=== Begin Enclosure ===
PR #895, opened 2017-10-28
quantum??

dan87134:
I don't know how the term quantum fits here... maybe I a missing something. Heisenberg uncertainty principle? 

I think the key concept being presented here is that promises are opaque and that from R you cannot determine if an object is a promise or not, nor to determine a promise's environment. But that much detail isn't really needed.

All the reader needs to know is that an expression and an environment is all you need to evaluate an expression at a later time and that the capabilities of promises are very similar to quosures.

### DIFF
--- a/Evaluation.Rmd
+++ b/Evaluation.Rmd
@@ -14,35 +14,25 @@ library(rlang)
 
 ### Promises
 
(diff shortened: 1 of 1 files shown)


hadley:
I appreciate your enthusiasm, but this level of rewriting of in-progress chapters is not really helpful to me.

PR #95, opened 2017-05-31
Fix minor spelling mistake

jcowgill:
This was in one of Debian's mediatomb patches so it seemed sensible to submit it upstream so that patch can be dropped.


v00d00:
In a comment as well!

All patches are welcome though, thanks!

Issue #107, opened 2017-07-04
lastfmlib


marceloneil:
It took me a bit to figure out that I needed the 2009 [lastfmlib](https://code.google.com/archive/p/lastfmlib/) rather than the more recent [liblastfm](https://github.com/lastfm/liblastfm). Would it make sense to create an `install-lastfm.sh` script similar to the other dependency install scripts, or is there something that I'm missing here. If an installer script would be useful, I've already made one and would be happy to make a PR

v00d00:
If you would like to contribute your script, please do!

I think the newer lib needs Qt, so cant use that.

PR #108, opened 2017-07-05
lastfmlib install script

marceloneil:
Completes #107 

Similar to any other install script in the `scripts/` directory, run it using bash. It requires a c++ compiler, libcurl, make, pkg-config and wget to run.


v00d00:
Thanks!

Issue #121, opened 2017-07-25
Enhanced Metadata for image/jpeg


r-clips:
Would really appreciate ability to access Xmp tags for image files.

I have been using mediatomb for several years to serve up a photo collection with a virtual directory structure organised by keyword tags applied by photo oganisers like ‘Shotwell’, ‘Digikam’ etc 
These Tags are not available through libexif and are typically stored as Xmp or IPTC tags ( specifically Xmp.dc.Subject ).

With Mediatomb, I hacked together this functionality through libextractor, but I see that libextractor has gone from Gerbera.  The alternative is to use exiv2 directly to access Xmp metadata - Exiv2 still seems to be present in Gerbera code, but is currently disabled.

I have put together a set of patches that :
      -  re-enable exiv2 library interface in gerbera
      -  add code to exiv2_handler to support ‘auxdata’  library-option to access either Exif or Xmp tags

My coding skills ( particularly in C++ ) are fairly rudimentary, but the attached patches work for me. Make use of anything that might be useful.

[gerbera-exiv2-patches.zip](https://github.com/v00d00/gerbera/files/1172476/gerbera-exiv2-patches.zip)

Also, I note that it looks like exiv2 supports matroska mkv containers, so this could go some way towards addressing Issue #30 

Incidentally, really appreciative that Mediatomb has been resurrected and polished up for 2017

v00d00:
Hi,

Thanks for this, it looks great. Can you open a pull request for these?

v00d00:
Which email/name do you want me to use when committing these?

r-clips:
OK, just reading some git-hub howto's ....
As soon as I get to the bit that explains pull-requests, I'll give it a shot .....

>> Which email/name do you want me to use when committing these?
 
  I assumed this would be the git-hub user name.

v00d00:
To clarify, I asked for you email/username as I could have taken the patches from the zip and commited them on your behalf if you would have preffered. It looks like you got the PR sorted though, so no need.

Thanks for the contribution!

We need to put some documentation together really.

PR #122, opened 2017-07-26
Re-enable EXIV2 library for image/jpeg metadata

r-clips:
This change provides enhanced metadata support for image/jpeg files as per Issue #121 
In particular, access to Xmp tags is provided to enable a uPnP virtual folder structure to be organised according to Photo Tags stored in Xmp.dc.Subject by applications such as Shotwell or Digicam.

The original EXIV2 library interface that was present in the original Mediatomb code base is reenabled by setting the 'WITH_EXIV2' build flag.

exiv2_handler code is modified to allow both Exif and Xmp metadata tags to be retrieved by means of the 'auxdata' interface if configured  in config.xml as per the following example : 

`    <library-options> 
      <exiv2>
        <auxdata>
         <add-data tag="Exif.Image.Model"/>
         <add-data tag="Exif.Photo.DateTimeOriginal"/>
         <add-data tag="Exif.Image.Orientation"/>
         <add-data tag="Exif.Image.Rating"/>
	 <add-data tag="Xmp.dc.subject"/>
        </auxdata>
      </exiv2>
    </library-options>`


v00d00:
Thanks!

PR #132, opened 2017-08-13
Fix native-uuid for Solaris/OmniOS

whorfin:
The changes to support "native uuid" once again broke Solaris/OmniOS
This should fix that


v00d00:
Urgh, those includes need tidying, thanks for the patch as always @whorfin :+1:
=== End Enclosure ===
=== Begin Enclosure ===
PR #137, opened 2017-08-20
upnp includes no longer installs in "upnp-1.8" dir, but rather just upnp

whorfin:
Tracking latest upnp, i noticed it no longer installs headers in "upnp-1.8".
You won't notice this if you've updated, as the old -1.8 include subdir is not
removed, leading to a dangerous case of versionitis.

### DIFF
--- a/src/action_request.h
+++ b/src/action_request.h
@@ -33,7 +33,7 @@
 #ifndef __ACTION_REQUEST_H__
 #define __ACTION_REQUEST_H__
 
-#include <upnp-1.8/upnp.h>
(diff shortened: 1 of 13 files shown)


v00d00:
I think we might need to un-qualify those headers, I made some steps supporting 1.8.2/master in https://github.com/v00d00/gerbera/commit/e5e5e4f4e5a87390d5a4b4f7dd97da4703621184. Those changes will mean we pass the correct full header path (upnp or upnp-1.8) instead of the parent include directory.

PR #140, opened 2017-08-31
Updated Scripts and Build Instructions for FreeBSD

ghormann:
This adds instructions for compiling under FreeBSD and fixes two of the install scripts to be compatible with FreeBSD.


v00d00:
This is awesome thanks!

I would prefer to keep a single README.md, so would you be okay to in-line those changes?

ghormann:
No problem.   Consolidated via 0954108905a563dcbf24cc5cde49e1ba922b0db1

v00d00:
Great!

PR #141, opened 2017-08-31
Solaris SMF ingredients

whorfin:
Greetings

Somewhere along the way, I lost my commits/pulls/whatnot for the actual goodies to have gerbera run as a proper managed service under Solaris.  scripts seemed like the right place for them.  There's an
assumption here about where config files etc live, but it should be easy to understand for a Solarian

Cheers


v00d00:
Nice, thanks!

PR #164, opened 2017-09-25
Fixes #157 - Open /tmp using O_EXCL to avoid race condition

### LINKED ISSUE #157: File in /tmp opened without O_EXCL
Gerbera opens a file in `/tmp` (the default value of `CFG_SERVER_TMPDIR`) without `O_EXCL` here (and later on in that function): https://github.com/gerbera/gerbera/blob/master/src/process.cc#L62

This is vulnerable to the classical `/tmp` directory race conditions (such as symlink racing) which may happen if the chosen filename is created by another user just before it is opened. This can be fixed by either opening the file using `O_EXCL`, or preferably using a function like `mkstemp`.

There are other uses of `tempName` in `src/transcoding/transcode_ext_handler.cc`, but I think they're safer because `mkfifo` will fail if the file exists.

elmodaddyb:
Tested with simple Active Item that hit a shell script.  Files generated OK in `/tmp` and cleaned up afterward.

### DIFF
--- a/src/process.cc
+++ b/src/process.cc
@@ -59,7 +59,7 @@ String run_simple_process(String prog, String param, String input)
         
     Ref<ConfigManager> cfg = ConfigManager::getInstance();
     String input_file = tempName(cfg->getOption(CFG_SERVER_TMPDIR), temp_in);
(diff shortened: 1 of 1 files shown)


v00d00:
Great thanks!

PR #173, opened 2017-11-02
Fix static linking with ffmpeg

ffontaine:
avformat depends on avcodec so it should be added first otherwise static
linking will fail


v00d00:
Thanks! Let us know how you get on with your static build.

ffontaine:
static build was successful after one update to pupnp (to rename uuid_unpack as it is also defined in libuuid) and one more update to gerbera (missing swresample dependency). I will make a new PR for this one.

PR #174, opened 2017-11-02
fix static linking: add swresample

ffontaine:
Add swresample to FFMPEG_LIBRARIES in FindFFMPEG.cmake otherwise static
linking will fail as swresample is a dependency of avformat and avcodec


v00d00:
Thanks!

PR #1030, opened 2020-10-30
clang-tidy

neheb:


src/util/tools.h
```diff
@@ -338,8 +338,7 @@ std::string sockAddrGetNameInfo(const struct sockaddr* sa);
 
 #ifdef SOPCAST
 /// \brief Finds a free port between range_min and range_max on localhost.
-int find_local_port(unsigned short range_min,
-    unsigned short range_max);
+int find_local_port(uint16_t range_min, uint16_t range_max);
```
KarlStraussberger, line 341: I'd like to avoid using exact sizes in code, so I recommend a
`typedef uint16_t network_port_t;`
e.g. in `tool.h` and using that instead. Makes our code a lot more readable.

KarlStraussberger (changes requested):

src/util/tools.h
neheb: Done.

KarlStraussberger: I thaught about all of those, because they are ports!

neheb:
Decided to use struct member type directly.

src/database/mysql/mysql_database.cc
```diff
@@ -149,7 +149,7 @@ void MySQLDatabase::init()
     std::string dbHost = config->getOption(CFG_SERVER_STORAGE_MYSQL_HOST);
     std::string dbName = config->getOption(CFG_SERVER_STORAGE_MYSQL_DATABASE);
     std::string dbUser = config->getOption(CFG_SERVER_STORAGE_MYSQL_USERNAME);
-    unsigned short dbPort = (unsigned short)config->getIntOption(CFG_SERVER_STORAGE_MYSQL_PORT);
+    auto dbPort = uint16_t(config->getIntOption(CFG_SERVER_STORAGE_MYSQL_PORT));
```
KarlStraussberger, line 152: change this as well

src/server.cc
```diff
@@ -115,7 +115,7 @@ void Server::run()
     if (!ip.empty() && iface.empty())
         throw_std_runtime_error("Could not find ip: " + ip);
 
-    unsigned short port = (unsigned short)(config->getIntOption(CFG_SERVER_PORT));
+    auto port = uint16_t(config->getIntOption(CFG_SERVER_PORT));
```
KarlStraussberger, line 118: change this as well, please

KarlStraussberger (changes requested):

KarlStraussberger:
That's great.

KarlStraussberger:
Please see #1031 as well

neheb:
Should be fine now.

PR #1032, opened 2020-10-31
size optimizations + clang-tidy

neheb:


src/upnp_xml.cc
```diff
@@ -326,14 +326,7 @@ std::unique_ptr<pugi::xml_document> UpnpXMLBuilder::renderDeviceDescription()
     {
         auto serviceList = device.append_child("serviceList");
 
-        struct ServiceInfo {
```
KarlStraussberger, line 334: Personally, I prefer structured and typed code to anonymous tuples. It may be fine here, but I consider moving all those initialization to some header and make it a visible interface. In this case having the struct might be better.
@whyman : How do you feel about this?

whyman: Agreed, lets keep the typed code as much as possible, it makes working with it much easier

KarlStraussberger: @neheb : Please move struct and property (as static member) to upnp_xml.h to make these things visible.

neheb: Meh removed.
=== End Enclosure ===
=== Begin Enclosure ===
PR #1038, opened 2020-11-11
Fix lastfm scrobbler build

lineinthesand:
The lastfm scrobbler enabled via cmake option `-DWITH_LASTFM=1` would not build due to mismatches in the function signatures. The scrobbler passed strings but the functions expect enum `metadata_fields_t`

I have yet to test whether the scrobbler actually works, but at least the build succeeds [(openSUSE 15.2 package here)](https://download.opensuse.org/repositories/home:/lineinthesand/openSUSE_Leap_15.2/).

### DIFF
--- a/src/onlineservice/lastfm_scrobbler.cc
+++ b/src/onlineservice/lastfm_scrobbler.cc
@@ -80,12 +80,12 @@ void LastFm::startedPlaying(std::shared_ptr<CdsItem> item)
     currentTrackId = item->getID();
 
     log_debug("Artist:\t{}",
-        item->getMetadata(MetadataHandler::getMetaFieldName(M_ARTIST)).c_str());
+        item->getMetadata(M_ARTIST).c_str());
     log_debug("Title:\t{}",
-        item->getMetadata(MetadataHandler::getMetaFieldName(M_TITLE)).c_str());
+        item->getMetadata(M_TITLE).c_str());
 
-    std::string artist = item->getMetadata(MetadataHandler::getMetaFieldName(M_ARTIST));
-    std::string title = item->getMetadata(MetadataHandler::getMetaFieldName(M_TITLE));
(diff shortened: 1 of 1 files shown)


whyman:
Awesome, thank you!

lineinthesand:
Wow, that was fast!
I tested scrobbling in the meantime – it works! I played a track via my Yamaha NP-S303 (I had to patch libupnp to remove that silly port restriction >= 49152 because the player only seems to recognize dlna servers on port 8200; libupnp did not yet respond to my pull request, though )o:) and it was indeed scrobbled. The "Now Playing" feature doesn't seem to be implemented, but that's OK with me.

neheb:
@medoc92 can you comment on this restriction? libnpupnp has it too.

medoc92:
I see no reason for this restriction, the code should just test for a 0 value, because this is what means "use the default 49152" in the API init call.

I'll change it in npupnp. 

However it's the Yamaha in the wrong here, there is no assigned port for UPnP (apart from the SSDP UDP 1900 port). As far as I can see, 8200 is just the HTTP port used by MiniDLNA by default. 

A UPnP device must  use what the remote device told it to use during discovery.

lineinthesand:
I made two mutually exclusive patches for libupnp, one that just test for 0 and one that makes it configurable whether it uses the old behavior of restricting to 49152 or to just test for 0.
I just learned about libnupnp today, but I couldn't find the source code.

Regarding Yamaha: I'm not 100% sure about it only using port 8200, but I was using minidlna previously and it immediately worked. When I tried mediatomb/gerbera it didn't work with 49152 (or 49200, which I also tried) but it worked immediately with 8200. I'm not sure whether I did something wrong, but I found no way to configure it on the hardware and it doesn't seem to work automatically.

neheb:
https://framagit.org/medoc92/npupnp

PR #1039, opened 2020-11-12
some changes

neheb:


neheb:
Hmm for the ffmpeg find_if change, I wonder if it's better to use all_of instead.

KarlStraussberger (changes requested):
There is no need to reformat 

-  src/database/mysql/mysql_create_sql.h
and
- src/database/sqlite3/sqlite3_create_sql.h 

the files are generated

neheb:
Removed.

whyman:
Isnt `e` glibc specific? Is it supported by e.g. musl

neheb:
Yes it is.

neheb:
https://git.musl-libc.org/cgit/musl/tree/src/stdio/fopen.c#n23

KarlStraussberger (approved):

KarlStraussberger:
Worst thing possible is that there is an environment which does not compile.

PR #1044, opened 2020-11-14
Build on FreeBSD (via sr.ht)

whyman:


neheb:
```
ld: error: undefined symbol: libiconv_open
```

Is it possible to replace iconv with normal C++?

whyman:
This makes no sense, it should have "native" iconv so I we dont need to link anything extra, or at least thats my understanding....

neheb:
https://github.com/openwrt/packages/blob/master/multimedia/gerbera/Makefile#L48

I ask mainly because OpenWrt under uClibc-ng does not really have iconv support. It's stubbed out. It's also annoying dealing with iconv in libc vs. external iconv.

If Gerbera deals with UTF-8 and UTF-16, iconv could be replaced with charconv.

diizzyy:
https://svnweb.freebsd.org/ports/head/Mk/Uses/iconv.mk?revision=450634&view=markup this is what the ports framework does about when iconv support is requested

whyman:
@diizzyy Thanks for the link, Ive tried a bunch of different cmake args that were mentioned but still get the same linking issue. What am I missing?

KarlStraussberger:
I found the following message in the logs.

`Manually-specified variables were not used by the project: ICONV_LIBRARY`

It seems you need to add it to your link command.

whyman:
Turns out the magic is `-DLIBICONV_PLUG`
=== End Enclosure ===
→ Problem
Report each line of the data that includes the string "headers".

→ Answer
Tracking latest upnp, i noticed it no longer installs headers in "upnp-1.8".
I think we might need to un-qualify those headers, I made some steps supporting 1.8.2/master in https://github.com/v00d00/gerbera/commit/e5e5e4f4e5a87390d5a4b4f7dd97da4703621184. Those changes will mean we pass the correct full header path (upnp or upnp-1.8) instead of the parent include directory.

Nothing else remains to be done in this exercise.